# I think we are getting close



## Rangers_mom (May 16, 2013)

Our 13 yo Aussie has been having trouble standing. It has been getting progressively worse over the past 6 months. Today I got home and tried to help him up. In the past when I have lifted his rear end he was then able to stand on his own. Today he kept falling down. I tried several times and then left him to relax a little. When I came back I was able to get him up and he could just barely stand and walk. He went out and walked ( wobbly hind quarters) around the yard. He was actually able to poop but I am not sure he peed. 

I am so sad. He is a big Aussie so he is difficult to manage if he cannot stand on his own. I realize it is getting near the end. This is definitely the worst part of having a dog. Maybe he will come back for a little bit, but I recognize that the end is near.

So sad...
Robin


----------



## Shade (Feb 20, 2012)

I'm sorry to hear that :hugs: It's always heartbreaking to see them struggle with age


----------



## mssandslinger (Sep 21, 2010)

so sorry you have to go through all that


----------



## Rangers_mom (May 16, 2013)

Thank you for your support.
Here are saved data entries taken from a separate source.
PR #1788, opened 2026-07-17
feat: add SAML 2.0 SSO provider

### LINKED ISSUE #1784: 实现完整 SAML 2.0 SSO Provider
## 背景
#1751 文档核对确认：当前 SSO 代码支持 OAuth2/OIDC 流程，`ProviderType.SAML` 只是保留枚举/配置入口，尚未实现 SAML 2.0 provider。

## 目标
- 实现 SAML 2.0 SP 登录流程（metadata、AuthnRequest、ACS callback、签名/证书校验）
- 支持企业 IdP 配置（metadata URL/XML、entity ID、ACS URL、证书、NameID/attribute mapping）
- 将 SAML 用户身份安全链接到本地用户/租户
- 补充管理员配置 UI/API、迁移与测试

## 验收标准
- README/SSO 文档可将 SAML 从 planned 恢复为 supported
- 至少覆盖成功登录、无效签名、错误 audience/recipient、属性映射缺失等测试
- 文档包含兼容性边界和安全配置建议

关联：#1751

richardhuang:
## Summary
- add SAML 2.0 SP support with AuthnRequest generation, SP metadata, and HTTP-POST ACS validation
- validate XML signatures, issuer, audience, recipient, InResponseTo, assertion time windows, and required attributes
- wire SAML provider registration/login/session linking into existing SSO manager and routes
- document SAML setup and move public capability docs from planned to supported

## Verification
- /Applications/Xcode.app/Contents/Developer/usr/bin/python3 -m py_compile app/modules/sso/saml.py app/modules/sso/manager.py app/modules/sso/oidc.py app/modules/sso/__init__.py app/routes/sso.py tests/unit/test_saml_provider.py tests/routes/test_saml_sso_routes.py tests/issues/1751/test_doc_capability_alignment.py
- pytest tests/issues/1751/test_doc_capability_alignment.py -q

Note: local SAML runtime tests need new signxml/lxml wheels; local download was too slow, so CI is expected to exercise those after installing requirements.

Closes #1784


richardhuang:
Review of feat: add SAML 2.0 SSO provider

### [High] Signature wrapping — verification and assertion selection are decoupled
- **Location:** `app/modules/sso/saml.py` `_verify_signature` and `_select_assertion` (called sequentially in `authenticate_saml_response`)
- **Issue:** `_verify_signature` iterates over `candidates = [root] + root.findall(".//saml:Assertion")` and returns success as soon as the signature on *any one* of them validates against the configured IdP cert. Immediately afterward `_select_assertion` returns the first `saml:Assertion` in document order (`.//saml:Assertion`), independently of which element actually passed verification. No state ties the verified element to the consumed assertion. This is the classic SAML XML Signature Wrapping pattern: an attacker who possesses one legitimately signed response from the trusted IdP (e.g. their own) can wrap it with an attacker-controlled, unsigned `<saml:Assertion>` placed before the signed one. The unsigned assertion carries the victim's `NameID`/attributes; the signed assertion still verifies; `_select_assertion` returns the attacker-controlled one, and `_build_user` reads identity from it. `signxml`'s `expect_references=1` only constrains the number of references inside a given `Signature`, it does not assert that the element you later consume is the signed element. The test suite verifies signature *validity* and tamper detection on the signed element, but includes no signature-wrapping case (unsigned sibling assertion chosen over the signed one).
- **Impact:** Account takeover / impersonation via a forged assertion when a single valid signed response is available, defeating the entire trust model of the SAML flow.
- **Suggestion:** After `XMLVerifier().verify(...)` succeeds, capture the verified element (or its `ID`) and require that the assertion consumed by `_build_user`/`_validate_*` is exactly that element (same object identity / same `ID` / covered by the verified signature's references). Concretely: verify the specific `root` or assertion candidate, record which one verified, and only then select that element. Also add a regression test that injects an unsigned assertion before a signed one and asserts rejection.

### [High] Unolicited / replayed responses accepted (`InResponseTo` not enforced)
- **Location:** `app/modules/sso/saml.py` `_validate_response` and `_validate_subject_confirmation`
- **Issue:** When a `request_id` is available (it is, via the stored auth state), the `InResponseTo` checks are conditional on the attribute *being present*:
  ```python
  response_in_response_to = root.get("InResponseTo")
  if response_in_response_to and response_in_response_to != request_id:
      raise ValueError("invalid_in_response_to")
  ```
  and in `_validate_subject_confirmation`:
  ```python
  in_response_to = confirmation.get("InResponseTo")
  if request_id and in_response_to and in_response_to != request_id:
      continue
  ```
  A response whose `InResponseTo` is omitted (or a `SubjectConfirmationData` with no `InResponseTo`) simply skips the check and is accepted. Combined with the fact that a stored request_id always exists for SP-initiated flows (the RelayState→auth_state lookup), this permits replay of a previously captured valid response, and enables unsolicited IdP-initiated SSO that bypasses the request binding. SAML core (and the SP's own metadata `AuthnRequestsSigned="false"`) should treat a missing `InResponseTo` as a failure when the SP issued a request.
- **Impact:** Replay of captured assertions; an attacker who observes one response can reuse it within its validity window, or a malicious/compromised IdP can push unsolicited assertions.
- **Suggestion:** When `request_id` is present, require the response `InResponseTo` to equal it (fail if absent or mismatched). Require at least one `SubjectConfirmationData` whose `InResponseTo == request_id`, `Recipient == acs_url`, and `NotOnOrAfter` is present and in the future.

### [Medium] `Recipient` and `NotOnOrAfter` on SubjectConfirmationData are optional
- **Location:** `app/modules/sso/saml.py` `_validate_subject_confirmation`
- **Issue:** The loop uses `if acs_url and recipient and recipient != acs_url: continue` and `if not_on_or_after and ...: continue`. If `Recipient` is omitted, the recipient check is skipped (the confirmation is still accepted). If `NotOnOrAfter` is omitted on the `SubjectConfirmationData`, there is no per-confirmation expiry enforcement (the assertion-level `Conditions/NotOnOrAfter` is still checked, but `SubjectConfirmationData` lifetime is the standard SAML mechanism for limiting use of a bearer assertion at the ACS). SAML profiles require `Recipient` on bearer `SubjectConfirmationData`.
- **Impact:** Wider window for replay/misrouting; a confirmation with no `Recipient` is accepted regardless of intended destination.
- **Suggestion:** Require `Recipient` to be present and equal `acs_url`, and require `NotOnOrAfter` to be present and unexpired on the accepted `SubjectConfirmationData`.

### [Medium] Auto-provisioning trusts the asserted email and links to existing accounts
- **Location:** `app/routes/sso.py` `_finalize_sso_login` (extracted from `callback`), email-match path, and `app/modules/sso/saml.py` `_build_user` setting `email_verified=bool(email)`
- **Issue:** On login, if no SSO identity matches `provider_user_id`, the code looks up a local user by email (`user_repo.get_user_by_email(auth_result.user.email)`) and, if found, links the SSO identity to that existing account and creates a session for it. `email_verified` is set to `True` whenever an email attribute is present, regardless of whether the IdP actually verified it. So if the configured IdP (or a misconfigured/compromised one) ever asserts an email that matches an existing local admin account, the SAML user is silently linked to and logged in as that account. There is also no admin opt-in/out for auto-provisioning or email-based linking.
- **Impact:** Privilege escalation / account takeover by email collision when the trusted IdP asserts an unverified or attacker-controlled email that matches a privileged local account.
- **Suggestion:** Do not auto-link by email to pre-existing accounts (or require an admin toggle and only allow it when the IdP positively asserts a verified email claim). Provision new users only with role `user` and a default tenant. At minimum, do not link an SSO identity to a user whose `role == "admin"` without explicit admin action.

### [Medium] New SSO users are created with no `tenant_id`; bypass tenant onboarding
- **Location:** `app/routes/sso.py` `_create_user_from_sso`
- **Issue:** `_create_user_from_sso` calls `user_repo.create_user(username=..., email=..., password_hash="", role="user")` with no `tenant_id`. The created user lands on the default/null tenant (or no tenant), which may not match this multi-tenant product's expected onboarding path, and may unintentionally expose or isolate data depending on how null-tenant queries are handled in the tenant-scoping code (see the tenant-scoping PR). This is a cross-PR consistency risk.
- **Impact:** SSO-provisioned users may end up outside the tenant model, leading to inconsistent access (either over- or under-scoped) versus password-provisioned users.
- **Suggestion:** Assign new SSO users to a configured default tenant (or the provider's tenant), and make the provisioning tenant explicit. Confirm against the tenant-isolation changes that a null `tenant_id` user cannot access or pollute another tenant's data.

### [Low] `Destination`/`Recipient` comparisons are exact-string and depend on `_external=True` URL generation
- **Location:** `app/routes/sso.py` (`acs_url = url_for("sso.saml_acs", provider_name=provider_name, _external=True)`) compared in `app/modules/sso/saml.py`
- **Issue:** The ACS URL used for `Destination`/`Recipient` comparison is generated via `url_for(..., _external=True)`, which derives scheme/host from the request `Host`/`X-Forwarded-*` headers unless `SERVER_NAME`/`PREFERRED_URL_SCHEME` are set. A deployment behind a reverse proxy that does not pin these can produce a generated ACS URL that differs from the value configured/expected, causing either false rejections or, worse, a value that an attacker can influence via `Host` to match a `Destination`/`Recipient` they control. The comparison itself is also a strict string compare with no trailing-slash/case normalization.
- **Impact:** Operational breakage in misconfigured proxy setups; potential for `Host`-header-influenced ACS comparison in worst case.
- **Suggestion:** Use a server-configured canonical ACS URL (e.g. from config) rather than deriving from request headers for security comparisons; or validate/sanitize `Host` and forwarded headers before `url_for(_external=True)`.

### [Low] `email_verified` semantics are optimistic
- **Location:** `app/modules/sso/saml.py` `_build_user` (`email_verified=bool(email)`)
- **Issue:** `email_verified` is set to `True` whenever an email attribute is present, which overstates the IdP's claim. Downstream code that keys off `email_verified` (e.g. the email-based linking above) will treat any asserted email as verified.
- **Impact:** Amplifies the Medium-severity email-linking risk; misleading claim semantics.
- **Suggestion:** Only set `email_verified=True` when an explicit verified-email attribute is present from the IdP, or default to `False` and let admins opt in.

richardhuang:
Second-round review of feat: add SAML 2.0 SSO provider

Second pass to supplement the first round (not repeat it). I verified the merged code on `main` and checked additional angles: SLO/logout, response-size DoS, RelayState handling, and NameID/multi-IdP behavior.

### [High — still open] Signature-wrapping: verification and consumed assertion still decoupled
- **Location:** `app/modules/sso/saml.py:319` (`_verify_signature`) and `app/modules/sso/saml.py:346` (`_select_assertion`), called sequentially in `authenticate_saml_response` at `saml.py:199-202`
- **Issue:** First-round High #1 is unchanged on merged `main`. `_verify_signature` still iterates `candidates = [root] + root.findall(".//saml:Assertion")` and returns success on the first candidate whose signature validates against any configured cert; immediately after, `_select_assertion` returns `root.find(".//saml:Assertion")` — the first assertion in document order, with no link to whichever element actually verified. An attacker with one legitimately signed response can place an unsigned attacker-controlled assertion before it; the signed element verifies, the unsigned one is consumed by `_build_user`.
- **Impact:** Account takeover / impersonation via a forged assertion — same severity as originally filed.
- **Suggestion:** Capture the verified element (or its `ID`) from `XMLVerifier().verify(...)` and require the assertion consumed by `_build_user` to be that exact element. Add a regression test with an unsigned sibling assertion preceding the signed one.

### [High — still open] `InResponseTo` still optional when the SP issued a request
- **Location:** `app/modules/sso/saml.py:317` (`_validate_response`) and `_validate_subject_confirmation` at `saml.py:385`
- **Issue:** First-round High #2 is unchanged. The check is still `if response_in_response_to and response_in_response_to != request_id: raise`, so a response that omits `InResponseTo` skips validation entirely and is accepted. Because `complete_saml_authentication` always has a stored `request_id` for SP-initiated flows (`manager.py:476`), a missing `InResponseTo` should be a hard failure, not a no-op. This still permits replay of captured responses and unsolicited IdP-initiated assertions within the validity window.
- **Impact:** Replay / unsolicited-assertion acceptance — same severity as originally filed.
- **Suggestion:** When `request_id` is present, require response-level `InResponseTo == request_id` and at least one `SubjectConfirmationData` whose `InResponseTo == request_id` (fail on absence, not just mismatch).

### [Medium] No SAML single-logout (SLO) — SSO sessions are only locally terminated
- **Location:** `app/routes/sso.py:1363` (`logout`)
- **Issue:** The only logout handler deletes the local SSO session (`delete_sso_session`) and returns. There is no SAML `LogoutRequest`/`LogoutResponse` exchange, no `SingleLogoutService` endpoint, and the SP metadata (`saml.py:225` `get_service_provider_metadata`) advertises no SLO binding. Consequences: (1) terminating the local session does not tell the IdP, so the IdP session remains live and a user revisiting the IdP gets a fresh assertion without re-authentication (the local cookie is gone but the IdP SSO session is the trust root); (2) there is no way to handle an IdP-initiated `LogoutRequest`, so a logout pushed by the IdP (or by another SP in the same federation) is ignored — the local session persists until it expires.
- **Issue (correctness):** The local `delete_sso_session` also does not appear to clear the shared `sessions` row created in `_finalize_sso_login` via `UserRepository().create_session(...)` (`sso.py:1270`), so the password-auth `session_token` cookie may remain valid after SSO logout. Worth confirming both tables are cleared.
- **Impact:** Sessions survive beyond intended logout; partial revocation; cannot satisfy enterprise SLO requirements.
- **Suggestion:** Implement `SingleLogoutService` (SOAP/redirect), advertise it in SP metadata, and on local logout send a signed `LogoutRequest` to the IdP `SingleLogoutService`. Ensure logout clears both `sso_sessions` and the `sessions` row.

### [Medium] Unauthenticated ACS has no response-size limit — parse DoS
- **Location:** `app/routes/sso.py:1305` (`saml_acs`, decorated `@public_endpoint`) → `app/modules/sso/saml.py:190` (`base64.b64decode(..., validate=True)`) → `_parse_xml`
- **Issue:** `saml_acs` reads `request.form.get("SAMLResponse")` with no length cap, and there is no global `MAX_CONTENT_LENGTH` set on the Flask app (`app/__init__.py` does not set one). `_parse_xml` uses `huge_tree=False` (good), but a moderately large payload (tens of MB of base64) still drives `b64decode` + `etree.fromstring` + signature candidate iteration on every request, from an unauthenticated endpoint. Combined with the candidate loop in `_verify_signature` (which tries `[root] + all assertions` × all certs), an attacker can amplify work per request.
- **Impact:** Unauthenticated denial of service via CPU/memory on the ACS endpoint; the loop over assertion candidates multiplies the cost of a single forged payload.
- **Suggestion:** Set a global `MAX_CONTENT_LENGTH` (and/or a per-route cap) for `/acs/<provider>` to a generous-but-bounded value (e.g. 256 KB is plenty for a SAMLResponse), and reject oversized payloads with 413 before decoding.

### [Low] `_decode_state` is unsigned and silently falls back to raw input
- **Location:** `app/routes/sso.py:74` (`_decode_state`)
- **Issue:** The RelayState that carries the frontend redirect URL is a plain base64 of JSON (`{"s": state, "r": redirect_uri}`) — no HMAC/signature. The decode `except` branch returns `(encoded_state, None)`, treating arbitrary attacker-supplied input as a valid state string. The downstream `complete_saml_authentication` does look the `original_state` up in the server-side `sso_auth_states` table and deletes it, which provides the actual CSRF/replay binding, so this is not directly exploitable. But because the redirect target (`r`) is attacker-influenceable and only guarded by `_validate_redirect_uri`'s domain whitelist, the integrity of the state blob should not rely solely on the redirect whitelist. Also, a mismatched/old RelayState produces `invalid_state` with no audit-log entry.
- **Impact:** Defense-in-depth gap; the redirect whitelist is the only thing preventing a tampered `r`. Not directly exploitable given the server-side state lookup, but fragile.
- **Suggestion:** Sign/HMAC the state blob (keyed by app secret) and reject on signature failure rather than silently falling back to the raw value; log `invalid_state` outcomes via the audit logger for visibility into replay/forgery attempts.

Note: I confirmed several first-round Medium/Low items are also still open on `main` — auto-provisioning still links to existing accounts by email without an admin toggle (`_finalize_sso_login:1238-1243`), new SSO users are still created with no `tenant_id` (`_create_user_from_sso`), and `email_verified=bool(email)` is unchanged. Positive checks: XXE is mitigated (`_parse_xml` uses `resolve_entities=False, no_network=True, huge_tree=False`), IdP-metadata fetch is guarded by `assert_public_http_url` and blocks redirects (`saml.py:539-542`), and the frontend redirect target is validated against a domain whitelist before every redirect.

richardhuang:
Fixed in https://github.com/open-ace/open-ace/pull/1794: signature verification is now coupled to assertion selection (the verified element is consumed; unsigned sibling assertions are rejected), closing the XML signature-wrapping account-takeover vector. The High finding is addressed there.

richardhuang:
Third-round review of feat: add SAML 2.0 SSO provider

Status note: the "Fixed in #1794" reply on this thread points at a follow-up PR, but #1794 is still **OPEN / unmerged** as of this review. Its changes are not on `main`, so the XSW High below is still live. The InResponseTo High and the audit/SLO gaps were not addressed by any follow-up and remain open here.

### [Still open] Signature wrapping — verification and consumed assertion still decoupled
- **Location:** `app/modules/sso/saml.py:319` (`_verify_signature`), `app/modules/sso/saml.py:346` (`_select_assertion`), called back-to-back at `saml.py:200-201`
- **Evidence:** Unchanged on merged `main`. `_verify_signature` still iterates `candidates = [root] + root.findall(".//saml:Assertion", ...)` (`saml.py:324`) and returns on the first candidate whose signature validates against any configured cert; `_select_assertion` then returns `root.find(".//saml:Assertion", ...)` — the first assertion in document order, with no tie to whichever element verified. An attacker with one legitimately signed response can prepend an unsigned attacker-controlled `<saml:Assertion>` (same Issuer, victim NameID); the signed element verifies, the unsigned one is consumed by `_build_user`. `expect_references=1` (`saml.py:326`) only constrains references inside one `Signature`; it does not assert the consumed element is the signed one.
- **Impact:** Account takeover / impersonation — unchanged, High.
- **Status:** Tracked in open #1794. Note XSW1–XSW8 variants all exploit the same decoupling (assertion nested inside the signed `Response` vs. sibling-vs-signed-element); the fix must bind consumption to the verified element by `ID`, not merely "the assertion that is signed", because some variants sign a wrapper element.

### [Still open] `InResponseTo` still optional when the SP issued a request
- **Location:** `app/modules/sso/saml.py:311-315` (`_validate_response`) and `_validate_subject_confirmation` at `saml.py:400-405`
- **Evidence:** Still `if response_in_response_to and response_in_response_to != request_id: raise` — omitting `InResponseTo` skips the check. In `_validate_subject_confirmation`: `if request_id and in_response_to and in_response_to != request_id: continue` — a `SubjectConfirmationData` with no `InResponseTo` is accepted. `complete_saml_authentication` (`manager.py:476`) always supplies a stored `request_id` for SP-initiated flows, so absence should be a hard failure. Permits replay of captured responses and unsolicited IdP-initiated assertions.
- **Status:** Unchanged, no follow-up filed. High.

### [Still open] `Recipient`/`NotOnOrAfter` on SubjectConfirmationData optional; assertion lifetime optional
- **Location:** `app/modules/sso/saml.py:402-407` (recipient check skipped if `Recipient` absent), `_validate_time_window` at `saml.py:414-422`
- **Evidence:** Round 2 flagged `Recipient`/`NotOnOrAfter` on `SubjectConfirmationData` being optional. Additionally, `_validate_time_window` only enforces `NotBefore`/`NotOnOrAfter` when present: `if not_before and ...` / `if not_on_or_after and ...` (`saml.py:418, 420`). `Conditions` itself is required (`_validate_conditions` raises if absent), but its time bounds are not. An assertion that omits `Conditions/NotOnOrAfter` therefore **never expires**. Combined with the missing `InResponseTo` enforcement above, a single captured/signed response becomes replayable indefinitely. SAML profiles require `NotOnOrAfter` on bearer `Conditions`.
- **Impact:** Effectively unbounded replay window — amplifies the InResponseTo High.
- **Status:** Confirmation + extension of the prior Medium; still open.

### [New — Medium] SAML login/logout are not audit-logged
- **Location:** `app/routes/sso.py:1230` (`_finalize_sso_login`) and `app/routes/sso.py:1363` (`logout`)
- **Issue:** SSO provider *config* changes are audited via `get_audit_logger().log(action=AuditAction.SYSTEM_CONFIG_CHANGE.value, ...)` (`sso.py:435, 548`), but neither a successful SAML/SSO login nor a logout emits any audit record — `_finalize_sso_login` and `logout` contain no `AuditLogger` call. Password auth records both `AuditAction.LOGIN` and `AuditAction.LOGOUT` (`app/routes/auth.py:146, 181`). So SSO-authenticated sessions — including any account auto-linked by email and any newly provisioned null-tenant user — are invisible in the audit trail.
- **Impact:** Incomplete security audit trail; SSO account creation, email-based linking to existing accounts, and SSO session establishment cannot be forensically reconstructed.
- **Suggestion:** Emit `AuditAction.LOGIN` (or a dedicated SSO action) on `_finalize_sso_login` success with the provider, linked-vs-created flag, and `tenant_id`; emit `LOGOUT` in `logout`. Ensure logout also clears the `sessions` row (see below).

### [Still open] Local logout does not clear the password-auth `sessions` row (correctness gap from round 2)
- **Location:** `app/routes/sso.py:1363` (`logout`) → `app/modules/sso/manager.py:675` (`delete_sso_session`)
- **Evidence:** `delete_sso_session` executes only `DELETE FROM sso_sessions WHERE session_token = ?` (`manager.py:678`). The shared `sessions` row created in `_finalize_sso_login` via `UserRepository().create_session(...)` (`sso.py:1270`) is never deleted, and there is no SAML SLO exchange (no `SingleLogoutService` in SP metadata, `saml.py:225`). The `session_token` cookie therefore remains valid for password-authenticated lookups after SSO logout.
- **Status:** Unchanged from round 2 Medium.

### [Still open] Auto-provisioning links to existing accounts by email; new SSO users get no `tenant_id`; `email_verified` is optimistic
- **Location:** `app/routes/sso.py:1242` (email-match linking), `app/routes/sso.py:1462` (`create_user(... role="user")` with no `tenant_id`), `app/modules/sso/saml.py` (`_build_user`, `email_verified=bool(email)`)
- **Evidence:** Unchanged. Email-based linking to pre-existing accounts has no admin toggle; `_create_user_from_sso` passes no `tenant_id`; `email_verified` is `True` whenever an email attribute is present. These compose with #1789/#1775: a null-tenant SSO user hits the fail-open tenant-scope paths (now tracked in open #1801/#1802).
- **Status:** Unchanged from round 2.

### [Still open] No `MAX_CONTENT_LENGTH` on the unauthenticated ACS
- **Location:** `app/routes/sso.py:1307` (`saml_acs`, `@public_endpoint`); no `MAX_CONTENT_LENGTH` in `app/__init__.py`
- **Evidence:** Unchanged. `request.form.get("SAMLResponse")` has no length cap and there is no global content-length limit.
- **Status:** Unchanged from round 2 Medium.

### Positive checks (still hold)
- XXE mitigated (`_parse_xml`: `resolve_entities=False, no_network=True, huge_tree=False`).
- IdP metadata fetch guarded by `assert_public_http_url`, redirect-blocked (`saml.py:539-542`).
- Frontend redirect target validated against a domain whitelist before every redirect.
- Clock skew is configurable (`DEFAULT_CLOCK_SKEW_SECONDS = 180`, `saml.py:38`) and applied symmetrically — reasonable.

Recommendation: the only High with a follow-up is the XSW (#1794, open). The `InResponseTo` High and the no-`NotOnOrAfter`/audit/SLO/email-linking gaps have no tracking PR and remain live. Given the composition with the tenant-isolation PRs (#1789/#1775, whose fixes are also still open), an SSO-provisioned user can currently reach several still-live fail-open paths.

richardhuang:
Fixed in https://github.com/open-ace/open-ace/pull/1808: enforces SAML InResponseTo, makes SubjectConfirmation Recipient/NotOnOrAfter and Conditions/NotOnOrAfter mandatory, caps ACS body size (MAX_CONTENT_LENGTH 256KB), drops optimistic email_verified, gates email-based account linking behind allow_email_linking, and audit-logs SSO login/logout.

Right now he is doing that old dog thing where he shows improvement as if to say "me, too sick to go on? No, no, you are confused." Poor guy. He is really struggling but fortunately he does not appear to be in a lot of pain. I really hate this stage. It can be such a roller coaster ride. It would be nice if it were the down hill "fun" part but I know he is struggling struggling to get up that hill.


----------



## JakodaCD OA (May 14, 2000)

so sorry yep, I know those good days/bad days, just taking it day by day..I lost both my senior aussies , one in Jan the other in May killed me(( It is the worst part of having a dog but I wouldn't change all those years for anything..hang in there, and hugs to your fuzzy guy.


----------



## astrovan2487 (May 29, 2014)

I understand your pain, Shasta has some of the same struggles but luckily rebounds after a bad day or two. Maybe the colder weather has been rough on him? I hope that you guys have a lot of good time left to spend with each other.


----------



## readaboutdogs (Jul 8, 2001)

It is sad to see them struggle. Peace and hugs to you and your boy.


----------



## The Packman (Jan 31, 2011)

My K-9s / kitty cats are family members...I feel your pain.


----------



## Rangers_mom (May 16, 2013)

Thanks to all of you for your kind thoughts. He has been doing a little better the past few days. With my help he is able to get around and more importantly he seems happy or content. I guess i overreacted. It was just so painful to look at the confused look on his face when he could not stand and to watch him keep falling down after I lifted him. 

I know that many of you have been through this before, as have I, and it means so much to have your support.

Thank you.


----------